As I walked out of
Chennai domestic airport, in the inner corridors, there were some paintings ~
and this particular one attracted me, as it was
‘intricate pillars of Srirangam’.
.. … and it took one’s memory to those gory days when Thiruvarangam was
plundered by mindless massacrers
Located between the
two famous rivers, holy Cauvery and its tributary Coloroon, Thiruvarangam
spreads over 150 acres – and is the land
of divine Sri Ranganatha Swamy. The
temple of Aranganathar is the holiest
and the most sacred among the Divya Desams. This place is also called Bhoologa
Vaikuntam (Heaven on Earth). To us the mere utterance ‘Koil’ (Temple) refers to temple of Sri
Aranganathar at Srirangam. The origins
of the ancient Srirangam Temple, the abode of ‘The Superme’, traces back to Emperor Ikshvaku, a precursor
of Sri Rama.
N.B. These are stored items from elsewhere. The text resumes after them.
PR #1492, opened 2025-02-28
arith-to-mod-arith: support custom modulus

ZenithalHourlyRate:
Splitted from #1470.

Should be rebased after #1484 is in.

PR #1513, opened 2025-03-04
Plaintext backend: support mod arith semantic

### LINKED ISSUE #1509: tests: should find clang from env
After #1466 is in, clang now becomes a dependency when running `bazel test //tests/Examples/cleartext/...`.

We should make lit access `clang` from environment.

ZenithalHourlyRate:
After #1492 is in, we can now support arbitrary plaintext modulus execution in the plaintext backend, so we can know what happens when we using `i16` and `Zt`.

The notable example these two RUNs in `roberts_cross.mlir`, where bigger plaintext modulus will pass and smaller one will fail, indicating to the user/compiler that if the user/compiler chooses small plaintext modulus the failure is not from ciphertext side but from the Zt arithmetic.

Also this fixes #1509 by using `cc` from environment.


ZenithalHourlyRate:
The lesson I learnt from playing with the plaintext modulus is that, even though the user input may be i16 and the output does not exceed that, after early pipeline like vectorizer/layout (which often assumes things happen in Z instead of Zt or Z_i16) the user is totally unaware of what the circuit becomes, so the user might need the help of plaintext backend to select an appropriate plaintext modulus with typical inputs. We might write a guide on selecting plaintext modulus. Note that other libraries take the same approach by either suggesting a large ptm or let the user try each one.

In such situation compiler also could not help. As one may expect, integer range analysis just gives worst-case estimate and it could be too loose. What the range analysis can do is some partial effort. The same thing should hold for the float point pipeline where range analysis is also wanted.

tests/Examples/plaintext/dot_product/dot_product_8.mlir
```diff
@@ -0,0 +1,34 @@
+// Secret arithmetic plaintext backend with original integer type semantic
+//
+// RUN: heir-opt %s --mlir-to-plaintext-backend \
+// RUN:   | mlir-translate --mlir-to-llvmir | llc -filetype=obj > %t
+// RUN: cc %S/libdot_product_8_test.a %t -o a.out
```
j2kun, line 5: I see what you mean now with `cc` just being used for linking. This is fine. I think if it's easy to change this to `$CC` with an extra line in lit.cfg.py, something like `os.environ["CC"] = os.environ.get("CC", "/usr/bin/cc")`, that would be slightly preferable, but I am also happy to merge this as-is.

tests/Examples/plaintext/dot_product/dot_product_8_mod_test.c
```diff
@@ -0,0 +1,30 @@
...
+    int64_t *allocated, int64_t *aligned, int64_t offset, int64_t size,
+    int64_t stride,
+    /* arg 1*/
+    int64_t *allocated_2, int64_t *aligned_2, int64_t offset_2, int64_t size_2,
+    int64_t stride_2);
+
+int main() {
+  int64_t arg0[8] = {1, 2, 3, 4, 5, 6, 7, 8};
+  int64_t arg1[8] = {2, 3, 4, 5, 6, 7, 8, 9};
+  int64_t expected = 240;
```
j2kun, line 17: I think it would be worth choosing a plaintext modulus that is small enough in one of the tests so that the expected value is different from the test in which no modulus is set. How about a modulus of `17`, so that the expected value is `2`?

Another thing to make this easier is to have this `main` print out `res`, and then have the test assertion happen in FileCheck using `--check-prefix=CHECK_MY_UNIQUE_PREFIX` as you do in other lit tests in this file.

[edit]: I noticed you did this for roberts cross, but having it for a smaller test might be better so regressions could be caught by smaller, faster running tests.

j2kun (approved):
LGTM!

j2kun:
I'll wait until the morning to mark this as pull_ready so you have a chance to respond to the optional comments.

tests/Examples/plaintext/dot_product/dot_product_8.mlir
ZenithalHourlyRate: Seems that natively lit does not support bash-style command line in RUN

```
# .---command stderr------------
# | '$CC': command not found
# `-----------------------------
```

To fix it we have to use something like 
```
sh -c '$CC %S/libdot_product_8_test.a %t -o a.out'
```

I think that would be quite inelegant. Lets make cc here and whenever someone runs into issue we adopt this way (if they run into issue they already need to set $CC anyway so some changes are ok, afterall, they should not pay special care to some test cases that infrequently changes and could be convered in CI)

tests/Examples/plaintext/dot_product/dot_product_8_mod_test.c
ZenithalHourlyRate: Added the modulus=17 test case

Issue #1522, opened 2025-03-04
Noise analysis fails non-graciously with assertion on "unsupported" IR


AlexanderViand-Intel:
I wanted to quickly write a failing test ahead of looking at adding `arith` truncation/extension support and ran into an unexpected assertion crash rather than the "could not lower op ..." Error message I was expecting. 

```llvm
// RUN: heir-opt --mlir-to-bgv %s

func.func @foo(%a : i16 {secret.secret})  -> i32 {
    %aa = arith.extui %a : i16 to i32
    return %aa : i32
}
```
crashes with the following assertion:

```
heir-opt: ./lib/Analysis/NoiseAnalysis/BGV/Noise.h:48: const double &mlir::heir::bgv::NoiseState::getValue() const: 
Assertion `isKnown()' failed.
PLEASE submit a bug report to https://github.com/llvm/llvm-project/issues/ and include the crash backtrace.
```

`--mlir-to-bfv`/`--mlir-to-ckks` fail with the expected `error: failed to legalize operation 'secret.generic' that was explicitly marked illegal` (Not that that's a great error message or anything.... but it beats a crash 😉)

AlexanderViand-Intel:
Interestingly, this fails even *after* I added support for `arith.extui` (working fine for ckks/bfv) which seems to indicate that I'd need to update the noise analysis to know about the new op in some way? @ZenithalHourlyRate

ZenithalHourlyRate:
I think this is the same type of issue as #1397. I think we need to introduce a `--detect-legal-secret-arithmetic-ops-<scheme>` before all the mgmt passes to error out to the user that certain op has not been lowered then it could not be managed

AlexanderViand-Intel:
> I think there might be no FHE op corresponding to arith.extui so updating the noise model can be wierd

Yeah, the whole point is that it's a no-op from the FHE perspective

Issue #1520, opened 2025-03-04
frontend: type inference for return type is "incorrect" when constants are in the program


asraa:
Reproducer:
```
## Simple Example
@compile(debug=True)  # defaults to scheme="bgv", OpenFHE backend, and debug=False
def func(x: Secret[I16], y: Secret[I16]):
  sum = x + y + 255
  diff = x - y
  mul = x * y
  expression = sum * diff + mul
  deadcode = expression * mul
  return expression
```

Numba will automatically make 255 an i64, which means the result type will be inferred to be an i64. Right now this example fails to compile due to a ValueError complaining about the type of the constant differing from the i16s that are otherwise annotated in the program.

The numba TypeInferer seems to have a lot of parameters. I'll investigate whether there's something I can tell to it to make that estimate more inline.

@AlexanderViand-Intel

AlexanderViand-Intel:
I have a fix for the numba side of this already, but it "only" makes the constants "right sized" for their value, the more tedious part is supporting truncation/extension since we'll still get things like i8 + i32 which arith doesn't like. However, we need to support trunc/ext in HEIR anyway for things like arith.select-to-MUX

AlexanderViand-Intel:
> I should have a PR for this tomorrow :)

@asraa  Done, see #1526 and the PRs it depends on

PR #1523, opened 2025-03-05
add support for `arith.extui`/`arith.extsi`

AlexanderViand-Intel:
* Necessary step towards both #1520 and supporting ops such as `arith.select` which require one `i1` and one `i16`/`i32`/etc operand. 

Approach:
* Since the ptxt mod must already be selected large enough for the largest `i??` type appearing in the program to fit, the extension becomes a no-op under FHE.
* Whenever we see an extension operation in a `SecretTo<Scheme>` lowering, we emit a `lwe.reintrepret_application_data` op as it's "FHE op". 
* The OpenFHE emitter already had code to turn this op into a trivial assignment (e.g., `auto ct2 = ct;`), the lattigo backend has it's own non-parametrized ctxt type, so the op becomes a true no-op and is automagically removed.

marked as draft for now because:
* Depends on #1525
*  #1522 needs to be fixed (or at least worked-around for this specific case) before it'll work for `--mlir-to-bgv`.

### DIFF
--- a/lib/Dialect/Secret/Conversions/SecretToBGV/SecretToBGV.cpp
+++ b/lib/Dialect/Secret/Conversions/SecretToBGV/SecretToBGV.cpp
@@ -12,6 +12,7 @@
 #include "lib/Dialect/BGV/IR/BGVOps.h"
 #include "lib/Dialect/LWE/IR/LWEAttributes.h"
 #include "lib/Dialect/LWE/IR/LWEDialect.h"
+#include "lib/Dialect/LWE/IR/LWEOps.h"
 #include "lib/Dialect/LWE/IR/LWETypes.h"
 #include "lib/Dialect/Mgmt/IR/MgmtAttributes.h"
 #include "lib/Dialect/Mgmt/IR/MgmtDialect.h"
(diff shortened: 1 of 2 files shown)


ZenithalHourlyRate:
Maybe we can convert `arith.extsi` to `lwe.reinterpret_underlying_type`?

AlexanderViand-Intel:
> Maybe we can convert `arith.extsi` to `lwe.reinterpret_underlying_type`?

Ohh, that'd certainly look nicer than the builtin casts! Will change tomorrow :) 
Slightly off-topic, but shouldn't that op be renamed now that we went from underlying_type in the old LWE types to message_type?

ZenithalHourlyRate:
> Slightly off-topic, but shouldn't that op be renamed now that we went from underlying_type in the old LWE types to message_type?

I agree.

AlexanderViand-Intel:
> Maybe we can convert `arith.extsi` to `lwe.reinterpret_underlying_type`?

Done! This was doubly nice, not only is it more clear, but the OpenFHE emitter actually already had code to handle this op, so the diff for this PR just got a lot smaller (well, once the rename PR is merged)

asraa (approved):
Approved modulo rebase once the PR is merged (it's in the merge queue)

AlexanderViand-Intel:
> Approved modulo rebase once the PR is merged (it's in the merge queue)

Rebased :)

It is also known as
‘Ikshvaku kulathanam’ as the Emperor in recognition of his great meditation
obtained ‘Sri Ranga Vimana’ and he installed the deity at a holy place between
the rivers Sarayu and Thamasa in his capital ‘Ayodhya’.
When Malik Kafur
invaded South India (1310-1311 A.D), the town of Srirangam was ransacked and
the treasures of the temple, were looted and transported to Delhi. Thousands
laid down their lives trying to defend the temple. Many Acaryas more
specifically Pillai Logachar underwent harrowing times, taking the Uthsava
Namperumal away from the marauding sultans. The greatest Jagadacharya Sri Ramanuja (1017-1137) played the most
important part in resuscitating and reinvigorating Sri Vaishnavism and made the
philosophy reach the masses. He reformed and streamlined the administration of
the temple in so thorough a style that most of the conventions followed today
originated from him.
Vaikunda Ekadasi is
of greatest significance and directly relevant to this Temple – it is 23 day
celebration of Pagal Pathu & Irapathu and during this one cannot miss the Sesharayar Mandapam. Vaikunta Ekadasi
onwards, for ten nights, Lord Ranganatha holds court in the Tirumamani Mandapam
in the Thousand Pillared Hall. Facing him at the farther end is the sannidhi of
Kothanda Rama flanked by Sita Devi and Lakshmana. The sannidhi itself is
situated in the Sesharayar Mandapam. It seems a strategic placement, for Rama
had worshipped his ancestral deity Ranganathaswamy when in Ayodhya. The
Mandapam is a treasure-trove of evocative sculptures.
Sesharayar Mandapam
is to the south of the Thousand Pillared Hall. It is 41.46 metres in length and
32.16 metres in width with 96 pillars each rising to a height of six feet and
standing witness to the artistic fingers of Indian sculptors of religious
themes. It is also a symbol of the services to art by the rulers of the
Vijayanagar Empire. Tradition associates the mandapam with the Rajagopuram some
centuries ago. A posse of cavalrymen with their horses in readiness in the
first storey as if checking the oncoming intruders would have advertised the
Vijayanagar strength.
Nearer the mantap
is the Vellaigopuram that too bears testimony to a gory history of looting and
immortal sacrifices. The sannathi of
Pillai Lokacharya and Sri Ramanujar are close by.
Here are some
pictures of the horsemen and the architecture at Sesharaya mantap – also posted
is the drawing seen in the airport and down below that is a drawing of the same
done by Mr Desikan Narayanan (Sujatha Desikan) and a drawing in Victoria museum
of 1850 – sure the one hanging in airport would have been bought from some
named artists for a few lakhs – and it pales in comparison to the one drawn by
Mr Desikan (which garnished coverpages of legendary writer Sujatha’s
Srirangathu devathaigal)
With regards – S.
Sampathkumar
2nd
Sept. 2018.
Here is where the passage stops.